*** Source material Section Begins ***

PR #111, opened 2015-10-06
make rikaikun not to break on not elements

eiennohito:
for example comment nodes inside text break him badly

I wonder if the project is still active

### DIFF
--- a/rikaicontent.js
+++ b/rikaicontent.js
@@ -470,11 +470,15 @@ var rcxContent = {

*** Source material Section Ends ***

§ **Task brief**
Every line in the data above that includes the word "break" should be copied.

§ **Output of the task**
make rikaikun not to break on not elements
for example comment nodes inside text break him badly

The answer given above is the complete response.